To do = With the line containing "d3viant0ne: pro-sauce regex :)" as the start and the line containing "bebraw: Yeah. It" as the end, transcribe that span of the entries below exactly, including both.

━━━━━━━━

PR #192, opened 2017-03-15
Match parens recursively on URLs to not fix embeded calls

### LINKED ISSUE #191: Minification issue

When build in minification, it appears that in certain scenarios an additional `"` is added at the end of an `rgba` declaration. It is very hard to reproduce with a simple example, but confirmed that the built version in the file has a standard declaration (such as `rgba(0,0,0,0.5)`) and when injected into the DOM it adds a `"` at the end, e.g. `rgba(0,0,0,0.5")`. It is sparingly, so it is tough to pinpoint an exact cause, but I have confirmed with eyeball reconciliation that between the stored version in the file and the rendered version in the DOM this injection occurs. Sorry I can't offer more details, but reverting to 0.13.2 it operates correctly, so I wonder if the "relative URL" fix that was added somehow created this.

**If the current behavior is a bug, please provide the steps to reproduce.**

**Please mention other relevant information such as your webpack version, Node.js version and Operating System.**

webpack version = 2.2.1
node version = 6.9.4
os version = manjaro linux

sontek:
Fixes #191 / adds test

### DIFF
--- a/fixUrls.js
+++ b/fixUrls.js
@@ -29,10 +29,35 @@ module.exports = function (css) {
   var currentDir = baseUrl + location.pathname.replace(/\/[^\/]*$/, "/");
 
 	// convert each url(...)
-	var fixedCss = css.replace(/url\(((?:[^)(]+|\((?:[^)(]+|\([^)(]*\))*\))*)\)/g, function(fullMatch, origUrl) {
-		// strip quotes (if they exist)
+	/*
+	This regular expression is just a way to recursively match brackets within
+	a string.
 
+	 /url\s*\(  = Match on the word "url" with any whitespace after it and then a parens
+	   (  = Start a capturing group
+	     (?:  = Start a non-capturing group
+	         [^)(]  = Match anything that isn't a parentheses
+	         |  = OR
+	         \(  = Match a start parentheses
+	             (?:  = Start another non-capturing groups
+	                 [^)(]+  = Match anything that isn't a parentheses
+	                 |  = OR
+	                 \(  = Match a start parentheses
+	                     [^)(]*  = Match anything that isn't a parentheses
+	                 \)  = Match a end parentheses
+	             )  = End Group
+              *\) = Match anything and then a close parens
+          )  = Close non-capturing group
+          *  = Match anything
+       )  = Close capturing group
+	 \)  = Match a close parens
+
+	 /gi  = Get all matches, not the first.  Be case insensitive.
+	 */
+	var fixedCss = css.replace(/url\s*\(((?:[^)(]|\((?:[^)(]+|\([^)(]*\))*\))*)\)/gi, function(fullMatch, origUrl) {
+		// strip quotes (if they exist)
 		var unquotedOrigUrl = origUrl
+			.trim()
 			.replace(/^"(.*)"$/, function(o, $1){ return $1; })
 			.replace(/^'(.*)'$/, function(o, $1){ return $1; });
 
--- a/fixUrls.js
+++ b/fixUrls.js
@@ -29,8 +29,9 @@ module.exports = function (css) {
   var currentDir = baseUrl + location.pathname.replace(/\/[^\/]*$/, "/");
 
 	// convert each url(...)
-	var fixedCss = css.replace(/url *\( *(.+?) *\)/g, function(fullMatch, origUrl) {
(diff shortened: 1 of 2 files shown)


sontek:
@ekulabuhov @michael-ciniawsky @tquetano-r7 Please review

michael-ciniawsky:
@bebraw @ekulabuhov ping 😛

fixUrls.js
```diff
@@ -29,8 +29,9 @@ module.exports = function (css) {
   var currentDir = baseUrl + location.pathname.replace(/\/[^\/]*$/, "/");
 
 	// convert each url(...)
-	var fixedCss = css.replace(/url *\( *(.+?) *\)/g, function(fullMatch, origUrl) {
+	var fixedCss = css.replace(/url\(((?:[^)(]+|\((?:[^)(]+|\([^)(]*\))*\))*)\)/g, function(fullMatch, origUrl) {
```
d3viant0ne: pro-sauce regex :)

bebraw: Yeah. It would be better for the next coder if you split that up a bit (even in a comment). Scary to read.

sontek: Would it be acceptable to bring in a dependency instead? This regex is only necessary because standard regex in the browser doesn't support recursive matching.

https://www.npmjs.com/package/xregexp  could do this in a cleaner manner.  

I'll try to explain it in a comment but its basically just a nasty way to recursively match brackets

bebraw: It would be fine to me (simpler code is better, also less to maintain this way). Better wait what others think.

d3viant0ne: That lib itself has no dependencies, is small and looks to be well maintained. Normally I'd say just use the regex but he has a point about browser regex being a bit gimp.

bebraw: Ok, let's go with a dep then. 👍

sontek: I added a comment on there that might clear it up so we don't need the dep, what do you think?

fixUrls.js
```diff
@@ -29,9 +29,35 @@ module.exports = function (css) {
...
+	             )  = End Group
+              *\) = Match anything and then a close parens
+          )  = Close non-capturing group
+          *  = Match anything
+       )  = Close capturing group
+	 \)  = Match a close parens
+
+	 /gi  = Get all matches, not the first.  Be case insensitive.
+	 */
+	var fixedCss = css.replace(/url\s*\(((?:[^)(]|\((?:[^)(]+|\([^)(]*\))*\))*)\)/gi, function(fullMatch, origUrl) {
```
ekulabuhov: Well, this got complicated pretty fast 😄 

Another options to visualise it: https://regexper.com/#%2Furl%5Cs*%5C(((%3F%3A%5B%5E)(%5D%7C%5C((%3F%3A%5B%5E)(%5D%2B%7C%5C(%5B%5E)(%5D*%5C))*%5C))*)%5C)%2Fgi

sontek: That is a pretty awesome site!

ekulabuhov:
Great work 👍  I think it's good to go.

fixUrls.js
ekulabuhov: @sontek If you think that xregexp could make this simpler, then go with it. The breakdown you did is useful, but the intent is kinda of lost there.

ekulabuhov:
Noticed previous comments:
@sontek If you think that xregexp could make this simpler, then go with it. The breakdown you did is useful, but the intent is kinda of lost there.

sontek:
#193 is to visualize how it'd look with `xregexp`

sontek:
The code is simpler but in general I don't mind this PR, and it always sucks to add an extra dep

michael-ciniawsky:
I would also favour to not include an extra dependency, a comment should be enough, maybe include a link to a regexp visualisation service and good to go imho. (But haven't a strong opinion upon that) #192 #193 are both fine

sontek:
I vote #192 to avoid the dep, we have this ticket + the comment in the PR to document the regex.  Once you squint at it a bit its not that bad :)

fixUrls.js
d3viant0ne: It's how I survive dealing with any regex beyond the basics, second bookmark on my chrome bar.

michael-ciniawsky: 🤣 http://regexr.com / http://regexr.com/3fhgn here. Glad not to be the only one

━━━━━━━━

Exercise response =
d3viant0ne: pro-sauce regex :)

bebraw: Yeah. It would be better for the next coder if you split that up a bit (even in a comment). Scary to read.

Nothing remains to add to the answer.